What if we scale the solvent parameters in SMD to better match the excited state!?
Solvents are described through 7 parameters, 5 of which control the non-electrostatic terms, so ignoring the issues with the baked in parameters (e.g. interatomic distances) we could theoretically re-parameterise the solvent properties alone, though this is INCREDIBLY hacky since the SMD model is derived from stat-mech…
Perhaps we can just apply a correction term to SMD, though this would still have to be implemented at a deeper level, and I’m not sure if I want this PhD to be a code integration challenge.

Tuesday 18^th October¶

New Idea! (cont.)

The new idea could also be extended to SMSSP solvation, since it’s a more simple model with only two parameters

I’ve been playing with NWchem since it both has source code for SMD solvation (in case I want to modify it) and it has SMSSP and VEM. It looks like the SMSSP correction for the BODIPY species I’m playing with is minor to say the least,

SMSSP seems like a cool method, but its applicability to excited states is mostly based on it using excited state polarisability, which you have to calculate beforehand. It very much looks to be used in conjunction with SMD radii, which means that in total you need:

Polarisability of the ground and excited state of interest
Solvent dielectric, h-bonding acidity and macroscopic surface tension

0-0 Transition Correction¶

I probably should have picked up on this from another paper, but a correction needs to be applied when comparing with experimental 0-0 transitions. This seems to be because the 0-0 transition is an equilibrium response, where the crossing point of our absorbance/fluorescence spectra (our experimental 0-0 transition) is a non-equilibirum response:

\[ \begin{align*} E^{0-0}&=E^{0-0}(cLR,eq)+\frac{[\Delta E^{vert-a}+\Delta E^{vert-f}]}{2}\\ \Delta E^{vert-a}&=\Delta E^{vert-a}(cLR,neq)-\Delta E^{vert-a}(cLR,eq)\\ \Delta E^{vert-f}&=\Delta E^{vert-f}(cLR,neq)-\Delta E^{vert-a}(cLR,eq) \end{align*} \]

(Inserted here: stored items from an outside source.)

PR #1553, opened 2019-10-11
Add sparse prune info

kewillford:
This changes adds more information to the user's console output to see what is happening when prune is running.

The one thing I don't really like is that there will be an entry in the sparse log file
```
DehydrateVerb {"Output":null,"ReturnCode":0}
```
since there isn't a `StringBuilder commandOutput` that is capturing the output to write to the logs.
There is a entire log file for the dehydrate that has all the log information though so maybe this is okay.  I could also remove the `"Output":null,` and just have the `ReturnCode` in this case or maybe put the information about the verb that was ran and to look in the logs for that verb.

Updated to have this in the sparse log:
```
DehydrateVerb {"Output":"Check dehydrate logs for output","ReturnCode":0}
```
Also thought about having all the information in the sparse log but that would require more extensive changes by having the base class create the tracer for the verb and all the derived class use that tracer.  Seems that change would be outside the scope of these changes though.

### DIFF
--- a/GVFS/GVFS.FunctionalTests/Tests/EnlistmentPerFixture/DehydrateTests.cs
+++ b/GVFS/GVFS.FunctionalTests/Tests/EnlistmentPerFixture/DehydrateTests.cs
@@ -16,6 +16,7 @@ namespace GVFS.FunctionalTests.Tests.EnlistmentPerFixture
     [Category(Categories.ExtraCoverage)]
     public class DehydrateTests : TestsWithEnlistmentPerFixture
     {
+        private const string FolderDehydrateSuccessfulMessage = "folder dehydrate successful.";
         private const int GVFSGenericError = 3;
         private FileSystemRunner fileSystem;
 
@@ -183,7 +184,7 @@ namespace GVFS.FunctionalTests.Tests.EnlistmentPerFixture
             string subFolderToEnumerate = Path.Combine(pathToEnumerate, "GVFS");
             this.fileSystem.EnumerateDirectory(subFolderToEnumerate);
 
-            this.DehydrateShouldSucceed(new[] { "GVFS folder dehydrate successful." }, confirm: true, noStatus: false, foldersToDehydrate: "GVFS");
+            this.DehydrateShouldSucceed(new[] { $"GVFS {FolderDehydrateSuccessfulMessage}" }, confirm: true, noStatus: false, foldersToDehydrate: "GVFS");
             this.Enlistment.UnmountGVFS();
             if (RuntimeInformation.IsOSPlatform(OSPlatform.Windows))
             {
@@ -206,7 +207,7 @@ namespace GVFS.FunctionalTests.Tests.EnlistmentPerFixture
             {
             }
 
-            this.DehydrateShouldSucceed(new[] { "GVFS folder dehydrate successful." }, confirm: true, noStatus: false, foldersToDehydrate: "GVFS");
+            this.DehydrateShouldSucceed(new[] { $"GVFS {FolderDehydrateSuccessfulMessage}" }, confirm: true, noStatus: false, foldersToDehydrate: "GVFS");
             this.Enlistment.UnmountGVFS();
             if (RuntimeInformation.IsOSPlatform(OSPlatform.Windows))
             {
@@ -229,7 +230,7 @@ namespace GVFS.FunctionalTests.Tests.EnlistmentPerFixture
 
             this.fileSystem.EnumerateDirectory(pathToReadFiles);
 
-            this.DehydrateShouldSucceed(new[] { "GVFS folder dehydrate successful." }, confirm: true, noStatus: false, foldersToDehydrate: "GVFS");
+            this.DehydrateShouldSucceed(new[] { $"GVFS {FolderDehydrateSuccessfulMessage}" }, confirm: true, noStatus: false, foldersToDehydrate: "GVFS");
             this.Enlistment.UnmountGVFS();
             if (RuntimeInformation.IsOSPlatform(OSPlatform.Windows))
             {
@@ -252,7 +253,7 @@ namespace GVFS.FunctionalTests.Tests.EnlistmentPerFixture
             GitProcess.Invoke(this.Enlistment.RepoRoot, "add .");
             GitProcess.Invoke(this.Enlistment.RepoRoot, "commit -m Test");
 
-            this.DehydrateShouldSucceed(new[] { "GVFS folder dehydrate successful." }, confirm: true, noStatus: false, foldersToDehydrate: "GVFS");
+            this.DehydrateShouldSucceed(new[] { $"GVFS {FolderDehydrateSuccessfulMessage}" }, confirm: true, noStatus: false, foldersToDehydrate: "GVFS");
             this.Enlistment.UnmountGVFS();
             if (RuntimeInformation.IsOSPlatform(OSPlatform.Windows))
             {
@@ -273,7 +274,7 @@ namespace GVFS.FunctionalTests.Tests.EnlistmentPerFixture
             this.fileSystem.DeleteDirectory(pathToDelete);
             GitProcess.Invoke(this.Enlistment.RepoRoot, "checkout -- Scripts");
 
-            this.DehydrateShouldSucceed(new[] { "Scripts folder dehydrate successful." }, confirm: true, noStatus: false, foldersToDehydrate: "Scripts");
+            this.DehydrateShouldSucceed(new[] { $"Scripts {FolderDehydrateSuccessfulMessage}" }, confirm: true, noStatus: false, foldersToDehydrate: "Scripts");
             this.Enlistment.UnmountGVFS();
             if (RuntimeInformation.IsOSPlatform(OSPlatform.Windows))
             {
@@ -302,7 +303,7 @@ namespace GVFS.FunctionalTests.Tests.EnlistmentPerFixture
             this.fileSystem.AppendAllText(fileNotDehydrated2, "Append content");
             GitProcess.Invoke(this.Enlistment.RepoRoot, $"reset --hard");
 
-            this.DehydrateShouldSucceed(new[] { $"{folderToDehydrate} folder dehydrate successful." }, confirm: true, noStatus: false, foldersToDehydrate: folderToDehydrate);
+            this.DehydrateShouldSucceed(new[] { $"{folderToDehydrate} {FolderDehydrateSuccessfulMessage}" }, confirm: true, noStatus: false, foldersToDehydrate: folderToDehydrate);
 
             this.PlaceholdersShouldNotContain(folderToDehydrate, Path.Combine(folderToDehydrate, "Program.cs"));
             GVFSHelpers.ModifiedPathsShouldNotContain(this.Enlistment, this.fileSystem, Path.Combine(folderToDehydrate, "App.config").Replace(Path.DirectorySeparatorChar, TestConstants.GitPathSeparator));
@@ -329,7 +330,7 @@ namespace GVFS.FunctionalTests.Tests.EnlistmentPerFixture
             this.fileSystem.ReadAllText(fileToRead2);
 
             this.DehydrateShouldSucceed(
-                new[] { $"{folderToDehydrate1} folder dehydrate successful.", $"{folderToDehydrate2} folder dehydrate successful." },
+                new[] { $"{folderToDehydrate1} {FolderDehydrateSuccessfulMessage}", $"{folderToDehydrate2} {FolderDehydrateSuccessfulMessage}" },
                 confirm: true,
                 noStatus: false,
                 foldersToDehydrate: string.Join(";", folderToDehydrate1, folderToDehydrate2));
@@ -351,7 +352,7 @@ namespace GVFS.FunctionalTests.Tests.EnlistmentPerFixture
             this.fileSystem.ReadAllText(fileToRead2);
 
             this.DehydrateShouldSucceed(
-                new[] { $"{folderToDehydrate1} folder dehydrate successful.", $"Cannot dehydrate folder '{folderToDehydrate2}': '{folderToDehydrate2}' does not exist." },
+                new[] { $"{folderToDehydrate1} {FolderDehydrateSuccessfulMessage}", $"Cannot dehydrate folder '{folderToDehydrate2}': '{folderToDehydrate2}' does not exist." },
                 confirm: true,
                 noStatus: false,
                 foldersToDehydrate: string.Join(";", folderToDehydrate1, folderToDehydrate2));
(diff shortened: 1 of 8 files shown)


GVFS/GVFS/CommandLine/SparseVerb.cs
```diff
@@ -240,23 +240,32 @@ protected override void Execute(GVFSEnlistment enlistment)
...
-                            tracer,
-                            verb =>
-                            {
-                                verb.Confirmed = true;
-                                verb.Folders = string.Join(FolderListSeparator, directoriesToDehydrate);
-                            });
-
-                        return verbReturnCode == ReturnCode.Success;
+                        verb.Confirmed = true;
+                        verb.Folders = string.Join(FolderListSeparator, directoriesToDehydrate);
```
wilbaker: Alternative to consider for passing in `this.Output`.

You could just set it in the verb configuration action here:

```
verb.Output = this.Output
```

And then `ExecuteGVFSVerb` could be updated to only use the newly created writer if one wasn't set by the configure action:

```
    ReturnCode returnCode;
    returnCode = this.Execute<TVerb>(
    this.EnlistmentRootPathParameter,
    verb =>
    {
        configureVerb?.Invoke(verb);
        verb.Output = verb.Output ?? writer;
    });
```

(It would mean we'd occasionally create a `StringWriter` we don't need, but we've always been creating one so it's not making things any worse)

GVFS/GVFS/CommandLine/SparseVerb.cs
```diff
@@ -240,23 +240,32 @@ protected override void Execute(GVFSEnlistment enlistment)
...
+                this.ReportErrorAndExit(tracer, "Failed to prune.");
+            }
+
+            this.WriteMessage(tracer, $"Found {directoriesToDehydrate.Length} folders to prune.");
+
             if (directoriesToDehydrate.Length > 0)
             {
-                if (!this.ShowStatusWhileRunning(
-                    () =>
+                ReturnCode verbReturnCode = this.ExecuteGVFSVerb<DehydrateVerb>(
```
wilbaker: Should the console messages in Dehydrate either be parameterized or made more general?  

It looks like this message is always printed:

https://github.com/microsoft/VFSForGit/blob/a537d002be8d48675f48e3e97fe1c8c6359133a9/GVFS/GVFS/CommandLine/DehydrateVerb.cs#L166

And there are some other error messages that use the work "dehydrate":

https://github.com/microsoft/VFSForGit/blob/a537d002be8d48675f48e3e97fe1c8c6359133a9/GVFS/GVFS/CommandLine/DehydrateVerb.cs#L209

Should they say prune (or some verb-neutral word)?

GVFS/GVFS/CommandLine/SparseVerb.cs
kewillford: The `GVFSVerb.Output` gets set in the constructor so I don't think it will every be null unless we make more changes and not set it in the constructor but I would need to see if that would have any bad side effects.
```
        public GVFSVerb(bool validateOrigin = true)
        {
            this.Output = Console.Out;
```

wilbaker: I totally missed that, thanks!

GVFS/GVFS/CommandLine/SparseVerb.cs
kewillford: Yeah that would make it easier for the user to understand and we would need possibly different terms for each because you would probably want
`WARNING: If you abort the dehydrate after this point, the repo may become corrupt`
to be
`WARNING: If you abort the sparse after this point, the repo may become corrupt`
but 
`Cannot dehydrate: must have a clean git status.`
to be
`Cannot prune: must have a clean git status.`

GVFS/GVFS.FunctionalTests/Tests/EnlistmentPerFixture/DehydrateTests.cs
```diff
@@ -183,7 +183,7 @@ public void FolderDehydrateFolderThatWasEnumerated()
             string subFolderToEnumerate = Path.Combine(pathToEnumerate, "GVFS");
             this.fileSystem.EnumerateDirectory(subFolderToEnumerate);
 
-            this.DehydrateShouldSucceed(new[] { "GVFS folder successfully dehydrated." }, confirm: true, noStatus: false, foldersToDehydrate: "GVFS");
+            this.DehydrateShouldSucceed(new[] { "GVFS folder dehydrate successful." }, confirm: true, noStatus: false, foldersToDehydrate: "GVFS");
```
derrickstolee: Should this string be a `static readonly` in the class?

GVFS/GVFS.FunctionalTests/Tests/EnlistmentPerFixture/DehydrateTests.cs
```diff
@@ -329,7 +329,7 @@ public void FolderDehydrateNestedFoldersChildBeforeParent()
             this.fileSystem.ReadAllText(fileToRead2);
 
             this.DehydrateShouldSucceed(
-                new[] { $"{folderToDehydrate1} folder successfully dehydrated.", $"{folderToDehydrate2} folder successfully dehydrated." },
+                new[] { $"{folderToDehydrate1} folder dehydrate successful.", $"{folderToDehydrate2} folder dehydrate successful." },
```
derrickstolee: Should these strings also be a constant? 

```
static readonly string FolderDehydrateSuccessfulFormat = "{0} folder dehydrate successful.";

...

this.DehydrateShouldSucceed(
    new []
    {
        String.Format(FolderDehydrateSuccessfulFormat, folderToDehydrate1), 
        String.Format(FolderDehydrateSuccessfulFormat, folderToDehydrate2),
    },
    confirm: true,
    noStatus: false,
    foldersToDehydrate: string.Join(";", folderToDehydrate1, foldertoDehydrate2));
```

kewillford:
azp run PR - Windows - Functional Tests (Sparse Mode)

kewillford:
azp run PR - Windows - Functional Tests (Sparse Mode)

GVFS/GVFS/CommandLine/DehydrateVerb.cs
```diff
@@ -334,12 +349,13 @@ private void SendDehydrateMessage(ITracer tracer, GVFSEnlistment enlistment, str
...
                 {
-                    this.WriteMessage(tracer, $"{folder} folder successfully dehydrated.");
+                    this.WriteMessage(tracer, $"{folder} folder {this.DisplayName} successful.");
                 }
 
                 foreach (string folder in response.FailedFolders)
                 {
-                    this.WriteMessage(tracer, $"{folder} folder failed to dehydrate. You may need to reset the working directory by deleting {folder}, running `git reset --hard`, and retry the dehydrate.");
+                    this.WriteMessage(tracer, $"{folder} folder failed to {this.DisplayName}. You may need to reset the working directory by deleting {folder}, running `git reset --hard`, and retry the {this.DisplayName}.");
+                    folderErrors.Add(folder);
```
wilbaker: Is `\0{ioError}` included in the entries in `response.FailedFolders`?

If not, should we an a `\0<error>` here?

GVFS/GVFS/CommandLine/GVFSVerb.cs
```diff
@@ -887,19 +889,23 @@ protected ReturnCode ExecuteGVFSVerb<TVerb>(ITracer tracer, Action<TVerb> config
...
-                        { "ReturnCode", returnCode }
-                        });
+                    EventMetadata metadata = new EventMetadata();
+                    if (outputWriter == null)
+                    {
+                        metadata.Add("Output", commandOutput.ToString());
+                    }
+                    else
+                    {
+                        metadata.Add("Output", $"Check {new TVerb().VerbName} logs for output");
```
wilbaker: I don't quite follow this check.  

If `outputWriter` is non-null (e.g. it has been set to `Console.Out`), how is that related to the verb log containing the output?

GVFS/GVFS/CommandLine/GVFSVerb.cs
```diff
@@ -92,6 +93,7 @@ public string ServicePipeName
         }
 
         public TextWriter Output { get; set; }
+        public TextWriter ErrorOutput { get; set; }
```
wilbaker: Should this only be used for machine readable output?  Or in the future should new error messages be written to `ErrorOutput`?

GVFS/GVFS/CommandLine/DehydrateVerb.cs
```diff
@@ -260,9 +264,10 @@ private void DehydrateFolders(JsonTracer tracer, GVFSEnlistment enlistment, stri
                                     {
                                         if (!this.TryIO(tracer, () => this.fileSystem.DeleteDirectory(fullPath), $"Deleting '{fullPath}'", out ioError))
                                         {
-                                            this.WriteMessage(tracer, $"Cannot dehydrate folder '{folder}': removing '{folder}' failed.");
+                                            this.WriteMessage(tracer, $"Cannot {this.DisplayName} folder '{folder}': removing '{folder}' failed.");
                                             this.WriteMessage(tracer, "Ensure no applications are accessing the folder and retry.");
                                             this.WriteMessage(tracer, $"More details: {ioError}");
+                                            folderErrors.Add($"{folder}\0{ioError}");
```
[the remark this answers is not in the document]
kewillford: Looks like a space
```
Scripts The process cannot access the file 'C:\gvfs_repos\ft\src\Scripts' because it is being used by another process.
Failed to dehydrate 1 folder(s).
Failed to prune. Exit Code: DehydrateFolderFailures
```

GVFS/GVFS/CommandLine/DehydrateVerb.cs
kewillford: These folders come back from the mount process and I wasn't sure how a `\0` would be handled by our named pipe messages but let me take a look and try it out.

GVFS/GVFS/CommandLine/GVFSVerb.cs
kewillford: I really don't think we want to put that restriction on this.  We haven't been writing to stderr and it isn't displayed by default in the console.  If we want to really create a machine readable CLI then we should do something else but not sure how much work we want to put into it.

wilbaker: > it isn't displayed by default in the console

I did not realize this thanks!

Sounds like this change is good as it is now.

GVFS/GVFS/CommandLine/DehydrateVerb.cs
wilbaker: Basic question, is the `\0<error>` just to provide more details to the caller (in case they care about the specific error reason)?

I wasn't sure if callers would expect every line to have a `\0<error>` even if it was just ` `\0{DisplayName} Failed` (or some other general failure message for this case)

GVFS/GVFS/CommandLine/GVFSVerb.cs
kewillford: The case I am trying to handle is the `sparse` command running the `DehyrateVerb` which the output is being redirected to `Console.Out` but it creates it's own log file for logging information so if you only look in the `SparseVerb` log you may not see everything that happened during the dehydrate.  That is why it is adding this to the sparse log so you know to look at the log file of the `new TVerb().VerbName` for details.

sparse log will have something like
```
sparse {"Message":"No folders to update in sparse set."}
sparse {"Message":"Found 1 folders to prune."}
DehydrateVerb {"Output":"Check dehydrate logs for output","ReturnCode":7}
Error {"ErrorMessage":"Failed to prune. Exit Code: DehydrateFolderFailures"}
```

Dehydrate log will have the full logs from the verb including
```
Error {"Description":"Deleting '<folder path>'","Error":"The process cannot access the file '<folder path>' because it is being used by another process.","ErrorMessage":"TryIO: Caught exception performing action"}
```

GVFS/GVFS/CommandLine/GVFSVerb.cs
kewillford: I will still add a comment about how we are using this right now in case something else wants to use it.

kewillford: Sorry it's not Console doesn't show stderr.  It does but I wasn't seeing the stderr stream from the DehydrateVerb in the sparse console output without using `2>&1`, so maybe there is something more I need to do here.

kewillford: Weird it is working the way you would expect.  Not sure what was going on when I didn't see the folder list in the console, maybe I didn't have everything connected yet.

GVFS/GVFS/CommandLine/GVFSVerb.cs
kewillford: Making the entire `TVerb` output logs go to the calling verb's log file is more work since the `ITracer` would need to be passed around and that seemed out of scope for these changes.

GVFS/GVFS/CommandLine/DehydrateVerb.cs
kewillford: Yeah we should always have at least the `\0` even if there isn't anything after so that it is an expected format where the `\0` is the field separator.

GVFS/GVFS/CommandLine/GVFSVerb.cs
wilbaker: > but it creates it's own log file for logging information

To confirm, in this example will `sparse`'s log file include the contents of whatever was written to `outputWriter`?  Or is this never recorded by a tracer?

This might be a dumb question but I can't figure out where this:

`{ "Output", commandOutput.ToString() },`

Was ever getting logged (e.g. I don't see it in the `clone` verb when it calls `mount`).

> you may not see everything

Maybe add a comment here, something like:

```
else
{
    // If a parent verb is redirecting the output of its child, include a reminder
    // that the child verb's activity was recorded in its own log file
    metadata.Add("Output", $"Check {new TVerb().VerbName} logs for output");
```

kewillford: >To confirm, in this example will sparse's log file include the contents of whatever was written to outputWriter? Or is this never recorded by a tracer?

No, writing to the `outputWriter` doesn't have anything to do with the `ITracer` that is being used for tracing.  That is what makes this kind of messy because we are redirecting where output is going (to the `Console.Out` of the sparse verb) but the `DehyrateVerb` is still creating its own tracer that is used and writes to the dehydrate log.

>Was ever getting logged (e.g. I don't see it in the clone verb when it calls mount).

Looks like in the case of the `CloneVerb` its tracer is being disposed before the call to `this.Execute<MountVerb>(`.
See https://github.com/microsoft/VFSForGit/blob/c5b4262e38870eb4c648a9bac48ca3c062aad5bc/GVFS/GVFS/CommandLine/CloneVerb.cs#L123-L204

wilbaker: > Looks like in the case of the CloneVerb its tracer is being disposed before the call to this.Execute<MountVerb>

Ahh that does sound familiar there was one point in time where we could not have two ETW tracer instances at the same time.  I don't think we still have that restriction but this code was never updated.

> That is what makes this kind of messy because we are redirecting where output is going (to the Console.Out of the sparse verb) but the DehyrateVerb is still creating its own tracer that is used and writes to the dehydrate log.

Thanks for all of the details here!  The `{ "Output", commandOutput.ToString() }` was what was really throwing me off, but it looks like it's probably never gone where we expected (after updating `clone` to dispose its tracer).

The latest changes look good to me, thanks!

This is discussed fully in (10.1021/ct300326f)

Wednesday 19^th October¶

It’s the WINC AGM dinner tonight, so I’m trying to work form home, which means I’m also trying to paint my nails while catching up on seminar recordings that I’ve neglected to watch for months.

Thursday 20^th October¶

Talk to Baden about doing IR as well, Talk to Toby about making a dataset.

Katya is suggesting a choice of 10 fluorophores in 10 solvents

Maybe 5 distinct structure with a few variations of each

Using 0-0 transitions from absorbance/fluorescence crossings
For error checking, only using the smallest systems for double hybrids
- Try using a dz basis for these
Might have to use the multi-functional averaging approach
Katya has no papers that are critical of the field
To assess MR character, use CASSCF and see if changing the active space changes the energy
They have to have to done a peer reviewed component
- Any other research counts if it’s peer reviewed

Friday-Sunday 21^st-23^rd October¶

I’ve been putting a lot of effort into getting nwchem compiled and profiled to figure out what combination of MPI, BLAS/LAPACK/SCALAPACK, compilers will be best for MonARCH

In profiling, MPI-PR seems to be twice as fast as using OPENIB (Inifiband verbs)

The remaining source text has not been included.